У Власа потяжелело и похолодело вдруг всё внутри. За ним пришли, его заберут туда, откуда уже нет возврата в реальный мир. Тело напряглось, сжалось в пружину – Влас изготовился бежать. Куда? Неважно. Главное – дальше отсюда, от этого старика, который одет как любой подросток.

– Не-не-не! Не бойся! Не нужно никуда бежать, – Янус выставил перед собой длинные худые руки, упреждая от порыва молодца. Он виновато улыбнулся. – Нужно было не сразу, а постепенно. Подготовить тебя.

Но Влас не думал внимать словам и тем более поддаваться обаянию пусть и пожилого явно чокнутого мужика, но, чёрт дери, что-то ободряющее всё же ощущалось. Гипноз? Всё возможно. Он тряхнул головой.

– Я хочу пригласить тебя, Власий, по доброй воле, – неожиданно выдал старик в соломенной шляпе.

– Чего? Куда?

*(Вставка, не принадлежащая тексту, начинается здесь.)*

PR #3609, opened 2023-12-20
fix(node): Take 'wait' syscall into account in calculate_gas_info

gshep:
`gr_wait` syscall greedily  consumes all available gas. So when the gas value can be divided by waitlist cost without remainder `calculate_gas_info` will return incorrect info.

Test case - https://github.com/gear-tech/gear/actions/runs/7274019037

@gear-tech/dev

### DIFF
--- a/pallets/gear/src/runtime_api.rs
+++ b/pallets/gear/src/runtime_api.rs
@@ -160,7 +160,6 @@ where
                 }
             };
 
-            let dispatch_id = queued_dispatch.id();
             let success_reply = queued_dispatch
                 .reply_details()
                 .map(|rd| rd.to_reply_code().is_success())
@@ -215,10 +214,14 @@ where
                     Some(remaining_gas) => {
                         min_limit = min_limit.max(initial_gas.saturating_sub(remaining_gas))
                     }
-                    None if matches!(note, JournalNote::WaitDispatch { .. }) => {
-                        min_limit = initial_gas
-                    }
-                    _ => (),
+                    None => match note {
+                        JournalNote::WaitDispatch { ref dispatch, .. }
+                            if from_main_chain(dispatch.id())? =>
+                        {
+                            min_limit = initial_gas
+                        }
+                        _ => (),
+                    },
                 }
 
                 match note {
--- a/pallets/gear/src/runtime_api.rs
+++ b/pallets/gear/src/runtime_api.rs
@@ -211,8 +211,14 @@ where
             for note in journal {
                 core_processor::handle_journal(vec![note.clone()], &mut ext_manager);
 
-                if let Some(remaining_gas) = get_main_limit() {
-                    min_limit = min_limit.max(initial_gas.saturating_sub(remaining_gas));
+                match get_main_limit() {
+                    Some(remaining_gas) => {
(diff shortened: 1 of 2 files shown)


pallets/gear/src/runtime_api.rs
```diff
@@ -211,8 +211,14 @@ where
...
                 core_processor::handle_journal(vec![note.clone()], &mut ext_manager);
 
-                if let Some(remaining_gas) = get_main_limit() {
-                    min_limit = min_limit.max(initial_gas.saturating_sub(remaining_gas));
+                match get_main_limit() {
+                    Some(remaining_gas) => {
+                        min_limit = min_limit.max(initial_gas.saturating_sub(remaining_gas))
+                    }
+                    None if matches!(note, JournalNote::WaitDispatch { .. }) => {
+                        min_limit = initial_gas
```
breathx, line 219: it's not always "infinite" gr_wait()

breathx (changes requested):

pallets/gear/src/runtime_api.rs
gshep: then it will go to the `Some(...)` branch since there will be some gas value in the node

StackOverflowExcept1on: Yes, but do we have problems with `gr_wait_for(dur)` and `gr_wait_up_to(dur)`? They should not consume all available gas because of limited duration.

gshep: Frankly speaking bounded syscalls can have an enough big duration argument so additional check wouldn't be redundant

pallets/gear/src/runtime_api.rs
```diff
@@ -211,8 +210,18 @@ where
...
                 core_processor::handle_journal(vec![note.clone()], &mut ext_manager);
 
-                if let Some(remaining_gas) = get_main_limit() {
-                    min_limit = min_limit.max(initial_gas.saturating_sub(remaining_gas));
+                match get_main_limit() {
+                    Some(remaining_gas) => {
+                        min_limit = min_limit.max(initial_gas.saturating_sub(remaining_gas))
+                    }
+                    None => match note {
+                        JournalNote::WaitDispatch { ref dispatch, .. }
```
breathx, line 218: Add comment pls

breathx: if from main chain, but finite wait (e.g. wait_for), it shouldn't result into initial gas

breathx (changes requested):

pallets/gear/src/runtime_api.rs
gshep: wait calls with bounded duration would go to the first match arm. However if the calls have such big duration then it won't matter how the min_limit calculated: it will be the same

breathx: > wait calls with bounded duration would go to the first match arm. However if the calls have such big duration then it won't matter how the min_limit calculated: it will be the same

oh, truth.
add comment anyway pls, it will be hard to understand wout context in future

breathx (approved):

StackOverflowExcept1on (approved):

А пенделя тебе не надо? Могу прописать, – угрожающе повысил голос юнец.

Его распирали, нарастая по спирали, два ощущения. Раздражение на то, что незнакомец о нём знал всё, а Влас о незнакомце – ничего. И гнев: полное имя до зубной боли не нравилось его носителю, к тому же в семье уже имелся Власий-старший, и этого было более чем достаточно. Что и говорить, глаза его потемнели, как две червоточины.